- _REQUIRED WORK_: Please return the records below exactly as they stand.

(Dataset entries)
== Segment start ==

PR #275, opened 2019-04-15
require jquery in core.js

level39:
$ is being accessed without requiring jquery which results in a $ is not a function.


dsznajder:
@level39 Thanks for PR! We are currently working on `v1` version which does not include require.js in it. Stay tuned for newest version

PR #283, opened 2019-05-12
Adds primary support for y2 axis

lejacobroy:
See 'Wind speed during two days' graph for a representation.

When two datasets differ greatly in amplitude, we often times need a second y axis to better represent their values.

Of course, we need to datasets (series) in the graph object, the first one being the y (left) and second one the y2 (right)


lejacobroy:
Here's two example : [Images](https://imgur.com/a/qyjm64n)

PR #293, opened 2019-06-18
Tabler docs

mrszympek:


dsznajder:
@codecalm I think we can merge it :)

PR #298, opened 2019-06-29
Build all packages separatelly

### LINKED ISSUE #296: SCSS plugins compilation
We need to compile tabler core (`tabler.scss`) and all tabler scss plugins like `tabler-*.scss`. 

All files like `.min.css`, `.min.css.map`, `css.map`, etc. also should be generated.

dsznajder:
closes #296


codecalm:
I've made scipts for custom plugins like `taber-flags`, `tabler-charts`, etc

Issue #300, opened 2019-07-06
Table sorting asc  or desc


electrocoder:
Table is default sorting. I change is date column is sorting asc  or desc. How can I do it?

WinterSilence:
@electrocoder https://datatables.net/extensions/rowreorder/examples/initialisation/simple.html

electrocoder:
Thanks

Issue #282, opened 2019-04-30
datatables extensions


Hanysamy25:
I can't add datatables extensions like print buttons please how to configure it

Tairau:
https://datatables.net/extensions/buttons/examples/print/simple

ViKingQ:
I need the datatables extensions like 'datatables.responsive', but I don't know how to configure it via requirejs

ViKingQ:
> https://datatables.net/extensions/buttons/examples/print/simple

How to configue it via requirejs, please

PR #303, opened 2019-07-09
Fix table sorting

WinterSilence:
Fix position of sort buttons in last th + format code style


dsznajder:
@WinterSilence Thanks but master is kinda outdated and I'm not sure if we can release version with your changes

CC @codecalm

WinterSilence:
@dsznajder #282  #300

dsznajder:
CC @mrszympek

Issue #219, opened 2018-10-27
Working with input files inside a form!


JustJunaid:
So, when i upload a file using tabler classes, the name of the file is not displayed, like for example the label on uploading 'data.csv' file does not change and remain 'Choose File', i guess it's related to the css, but i'm not sure. Can someone help me regarding this?

manuponce1993:
Hi, I was looking for a template to include in a project from my university and luckily I found this open source development. 
I think the problem is that there's no JS function that loads the name of the file attached to the input. Adding this function will do the magic!

```javascript
$(".custom-file-input").on('change',function() { 
	// Get the complete path and keep only the filename
        var filename = $(this).val().split('\\').pop();
        // Assign the filename to the associated label
	$(this).siblings(".custom-file-label").text(filename);
})
```

FreexD:
@JustJunaid @manuponce1993 it's been a very long time :D but it now works natively in the browser - no need to add custom JS for handling that ;) Check out tabler 1.0.0-alpha.15 for it ;)

PR #310, opened 2019-07-18
Update tabler.js

manuponce1993:
Hi, I was looking for a template to include in a project from my university and luckily I found this open source development.
I think the problem is that there's no JS function that loads the name of the file attached to the input. Adding this function will do the magic!

Issue reference: #219

### DIFF
--- a/js/tabler.js
+++ b/js/tabler.js
@@ -112,6 +112,13 @@ $(document).ready(function() {
     e.preventDefault();
     return false;
   });
+  
+  $(".custom-file-input").on('change',function() { 
+	      // Get the complete path and keep only the filename
+        var filename = $(this).val().split('\\').pop();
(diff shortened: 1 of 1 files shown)


js/tabler.js
```diff
@@ -112,6 +112,13 @@ $(document).ready(function() {
     e.preventDefault();
     return false;
   });
+  
+  $(".custom-file-input").on('change',function() { 
+	      // Get the complete path and keep only the filename
+        var filename = $(this).val().split('\\').pop();
```
dsznajder: Please use `const` as you do not modify this variable.

dsznajder: Also instead of `pop()`  use `.slice(0, -1)` as it does not modify source array.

== Segment end ==

- _FINISHED EXERCISE_:
PR #275, opened 2019-04-15
require jquery in core.js

level39:
$ is being accessed without requiring jquery which results in a $ is not a function.


dsznajder:
@level39 Thanks for PR! We are currently working on `v1` version which does not include require.js in it. Stay tuned for newest version

PR #283, opened 2019-05-12
Adds primary support for y2 axis

lejacobroy:
See 'Wind speed during two days' graph for a representation.

When two datasets differ greatly in amplitude, we often times need a second y axis to better represent their values.

Of course, we need to datasets (series) in the graph object, the first one being the y (left) and second one the y2 (right)


lejacobroy:
Here's two example : [Images](https://imgur.com/a/qyjm64n)

PR #293, opened 2019-06-18
Tabler docs

mrszympek:


dsznajder:
@codecalm I think we can merge it :)

PR #298, opened 2019-06-29
Build all packages separatelly

### LINKED ISSUE #296: SCSS plugins compilation
We need to compile tabler core (`tabler.scss`) and all tabler scss plugins like `tabler-*.scss`. 

All files like `.min.css`, `.min.css.map`, `css.map`, etc. also should be generated.

dsznajder:
closes #296


codecalm:
I've made scipts for custom plugins like `taber-flags`, `tabler-charts`, etc

Issue #300, opened 2019-07-06
Table sorting asc  or desc


electrocoder:
Table is default sorting. I change is date column is sorting asc  or desc. How can I do it?

WinterSilence:
@electrocoder https://datatables.net/extensions/rowreorder/examples/initialisation/simple.html

electrocoder:
Thanks

Issue #282, opened 2019-04-30
datatables extensions


Hanysamy25:
I can't add datatables extensions like print buttons please how to configure it

Tairau:
https://datatables.net/extensions/buttons/examples/print/simple

ViKingQ:
I need the datatables extensions like 'datatables.responsive', but I don't know how to configure it via requirejs

ViKingQ:
> https://datatables.net/extensions/buttons/examples/print/simple

How to configue it via requirejs, please

PR #303, opened 2019-07-09
Fix table sorting

WinterSilence:
Fix position of sort buttons in last th + format code style


dsznajder:
@WinterSilence Thanks but master is kinda outdated and I'm not sure if we can release version with your changes

CC @codecalm

WinterSilence:
@dsznajder #282  #300

dsznajder:
CC @mrszympek

Issue #219, opened 2018-10-27
Working with input files inside a form!


JustJunaid:
So, when i upload a file using tabler classes, the name of the file is not displayed, like for example the label on uploading 'data.csv' file does not change and remain 'Choose File', i guess it's related to the css, but i'm not sure. Can someone help me regarding this?

manuponce1993:
Hi, I was looking for a template to include in a project from my university and luckily I found this open source development. 
I think the problem is that there's no JS function that loads the name of the file attached to the input. Adding this function will do the magic!

```javascript
$(".custom-file-input").on('change',function() { 
	// Get the complete path and keep only the filename
        var filename = $(this).val().split('\\').pop();
        // Assign the filename to the associated label
	$(this).siblings(".custom-file-label").text(filename);
})
```

FreexD:
@JustJunaid @manuponce1993 it's been a very long time :D but it now works natively in the browser - no need to add custom JS for handling that ;) Check out tabler 1.0.0-alpha.15 for it ;)

PR #310, opened 2019-07-18
Update tabler.js

manuponce1993:
Hi, I was looking for a template to include in a project from my university and luckily I found this open source development.
I think the problem is that there's no JS function that loads the name of the file attached to the input. Adding this function will do the magic!

Issue reference: #219

### DIFF
--- a/js/tabler.js
+++ b/js/tabler.js
@@ -112,6 +112,13 @@ $(document).ready(function() {
     e.preventDefault();
     return false;
   });
+  
+  $(".custom-file-input").on('change',function() { 
+	      // Get the complete path and keep only the filename
+        var filename = $(this).val().split('\\').pop();
(diff shortened: 1 of 1 files shown)


js/tabler.js
```diff
@@ -112,6 +112,13 @@ $(document).ready(function() {
     e.preventDefault();
     return false;
   });
+  
+  $(".custom-file-input").on('change',function() { 
+	      // Get the complete path and keep only the filename
+        var filename = $(this).val().split('\\').pop();
```
dsznajder: Please use `const` as you do not modify this variable.

dsznajder: Also instead of `pop()`  use `.slice(0, -1)` as it does not modify source array.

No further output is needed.